WORK INSTRUCTIONS: Going through the data below, find how many lines include the word "which", and reply with that number alone.

MATERIAL TO PROCESS:
-*-*-
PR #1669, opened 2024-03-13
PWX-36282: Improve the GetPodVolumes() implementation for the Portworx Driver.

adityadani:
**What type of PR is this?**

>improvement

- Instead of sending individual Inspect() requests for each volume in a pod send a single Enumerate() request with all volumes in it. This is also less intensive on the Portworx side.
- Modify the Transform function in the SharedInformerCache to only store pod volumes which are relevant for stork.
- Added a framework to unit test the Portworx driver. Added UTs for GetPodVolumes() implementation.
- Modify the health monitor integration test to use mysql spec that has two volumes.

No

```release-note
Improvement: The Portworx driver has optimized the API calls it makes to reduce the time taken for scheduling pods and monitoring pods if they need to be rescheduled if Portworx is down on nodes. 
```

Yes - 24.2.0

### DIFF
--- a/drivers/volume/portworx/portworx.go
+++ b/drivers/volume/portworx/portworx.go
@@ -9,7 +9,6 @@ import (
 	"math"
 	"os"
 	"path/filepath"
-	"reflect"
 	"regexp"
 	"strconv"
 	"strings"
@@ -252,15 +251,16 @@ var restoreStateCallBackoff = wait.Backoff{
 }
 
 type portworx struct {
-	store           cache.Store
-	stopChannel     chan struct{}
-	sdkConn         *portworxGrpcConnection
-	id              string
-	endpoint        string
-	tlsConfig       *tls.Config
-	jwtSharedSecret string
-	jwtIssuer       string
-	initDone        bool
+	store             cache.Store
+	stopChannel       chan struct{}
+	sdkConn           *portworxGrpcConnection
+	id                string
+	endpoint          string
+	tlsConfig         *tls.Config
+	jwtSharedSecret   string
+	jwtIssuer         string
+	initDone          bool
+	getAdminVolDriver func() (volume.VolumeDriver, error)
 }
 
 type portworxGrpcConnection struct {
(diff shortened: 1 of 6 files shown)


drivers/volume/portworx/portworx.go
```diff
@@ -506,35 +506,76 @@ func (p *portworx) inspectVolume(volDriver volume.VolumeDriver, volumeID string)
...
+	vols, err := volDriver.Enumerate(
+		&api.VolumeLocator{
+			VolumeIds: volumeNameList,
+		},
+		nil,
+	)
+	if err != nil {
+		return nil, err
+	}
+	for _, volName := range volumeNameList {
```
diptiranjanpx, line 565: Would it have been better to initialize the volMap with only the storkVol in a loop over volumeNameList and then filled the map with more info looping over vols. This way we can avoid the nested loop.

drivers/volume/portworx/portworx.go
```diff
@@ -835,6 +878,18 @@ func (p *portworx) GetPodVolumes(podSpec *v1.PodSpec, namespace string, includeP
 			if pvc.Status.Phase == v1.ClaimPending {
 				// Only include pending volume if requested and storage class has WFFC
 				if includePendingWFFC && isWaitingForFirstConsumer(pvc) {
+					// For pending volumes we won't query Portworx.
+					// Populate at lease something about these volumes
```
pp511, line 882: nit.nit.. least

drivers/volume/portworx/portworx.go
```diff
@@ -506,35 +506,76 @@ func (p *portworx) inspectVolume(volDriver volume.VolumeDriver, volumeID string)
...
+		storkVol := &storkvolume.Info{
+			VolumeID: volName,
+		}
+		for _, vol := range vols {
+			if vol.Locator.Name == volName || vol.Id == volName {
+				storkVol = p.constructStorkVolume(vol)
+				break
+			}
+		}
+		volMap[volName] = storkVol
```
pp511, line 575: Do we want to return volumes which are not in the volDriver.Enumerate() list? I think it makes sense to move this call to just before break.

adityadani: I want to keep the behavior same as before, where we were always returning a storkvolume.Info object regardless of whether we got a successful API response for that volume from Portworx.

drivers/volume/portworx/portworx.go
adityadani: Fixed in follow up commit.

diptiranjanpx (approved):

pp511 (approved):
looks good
-*-*-
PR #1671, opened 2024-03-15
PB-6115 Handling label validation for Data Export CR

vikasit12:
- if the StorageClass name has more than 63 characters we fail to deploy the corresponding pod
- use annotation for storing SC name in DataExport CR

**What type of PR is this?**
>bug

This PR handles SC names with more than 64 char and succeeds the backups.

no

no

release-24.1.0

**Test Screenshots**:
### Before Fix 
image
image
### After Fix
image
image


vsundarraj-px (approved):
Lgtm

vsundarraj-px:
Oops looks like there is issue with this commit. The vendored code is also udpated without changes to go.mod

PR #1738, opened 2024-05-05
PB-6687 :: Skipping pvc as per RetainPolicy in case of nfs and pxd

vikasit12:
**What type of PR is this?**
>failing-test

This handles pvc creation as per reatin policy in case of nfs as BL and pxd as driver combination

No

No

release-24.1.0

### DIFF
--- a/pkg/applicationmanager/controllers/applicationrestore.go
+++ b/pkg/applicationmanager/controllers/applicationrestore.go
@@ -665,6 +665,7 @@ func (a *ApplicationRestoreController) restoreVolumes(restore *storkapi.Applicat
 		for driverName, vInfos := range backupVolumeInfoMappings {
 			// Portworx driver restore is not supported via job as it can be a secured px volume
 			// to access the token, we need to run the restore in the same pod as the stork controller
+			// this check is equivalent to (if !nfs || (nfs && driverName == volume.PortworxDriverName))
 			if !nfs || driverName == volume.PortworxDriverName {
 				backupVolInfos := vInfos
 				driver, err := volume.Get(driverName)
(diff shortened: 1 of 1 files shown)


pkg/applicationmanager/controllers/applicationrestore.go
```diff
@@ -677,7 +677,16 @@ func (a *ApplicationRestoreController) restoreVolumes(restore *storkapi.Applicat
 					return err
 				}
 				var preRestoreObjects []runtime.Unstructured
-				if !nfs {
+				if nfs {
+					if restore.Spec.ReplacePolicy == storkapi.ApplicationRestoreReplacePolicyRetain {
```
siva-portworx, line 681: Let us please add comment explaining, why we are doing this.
-*-*-
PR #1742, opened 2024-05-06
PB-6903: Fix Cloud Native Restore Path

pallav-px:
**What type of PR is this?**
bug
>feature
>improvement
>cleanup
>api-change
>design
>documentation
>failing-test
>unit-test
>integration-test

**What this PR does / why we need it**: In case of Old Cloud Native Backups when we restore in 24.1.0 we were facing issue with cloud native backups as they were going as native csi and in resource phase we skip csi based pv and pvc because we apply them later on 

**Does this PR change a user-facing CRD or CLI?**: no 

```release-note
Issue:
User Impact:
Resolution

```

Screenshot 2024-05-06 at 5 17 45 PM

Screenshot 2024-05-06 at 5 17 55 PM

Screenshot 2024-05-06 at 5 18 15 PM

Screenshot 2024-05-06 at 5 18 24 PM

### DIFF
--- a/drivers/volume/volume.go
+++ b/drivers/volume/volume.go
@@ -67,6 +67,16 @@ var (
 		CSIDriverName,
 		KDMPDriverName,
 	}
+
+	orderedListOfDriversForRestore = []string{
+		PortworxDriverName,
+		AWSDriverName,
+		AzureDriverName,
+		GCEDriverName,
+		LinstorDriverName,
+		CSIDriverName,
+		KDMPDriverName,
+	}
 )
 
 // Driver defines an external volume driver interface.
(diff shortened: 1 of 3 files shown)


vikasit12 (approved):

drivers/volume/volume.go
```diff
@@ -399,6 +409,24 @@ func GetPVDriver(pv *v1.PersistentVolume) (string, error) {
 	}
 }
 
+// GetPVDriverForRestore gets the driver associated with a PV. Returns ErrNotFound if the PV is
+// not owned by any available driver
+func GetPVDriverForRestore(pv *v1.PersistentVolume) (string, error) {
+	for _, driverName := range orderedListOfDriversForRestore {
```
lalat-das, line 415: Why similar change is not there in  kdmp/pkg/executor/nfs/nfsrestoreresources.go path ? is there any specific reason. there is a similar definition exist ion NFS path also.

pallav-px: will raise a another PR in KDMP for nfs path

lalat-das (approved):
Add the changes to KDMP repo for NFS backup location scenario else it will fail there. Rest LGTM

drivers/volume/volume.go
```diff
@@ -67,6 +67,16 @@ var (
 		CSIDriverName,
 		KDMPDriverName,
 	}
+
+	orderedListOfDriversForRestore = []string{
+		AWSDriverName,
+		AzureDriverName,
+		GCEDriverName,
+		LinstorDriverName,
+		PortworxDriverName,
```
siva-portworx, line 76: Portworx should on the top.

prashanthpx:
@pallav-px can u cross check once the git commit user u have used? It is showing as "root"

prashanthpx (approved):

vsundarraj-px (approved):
-*-*-
FINAL ANSWER: 2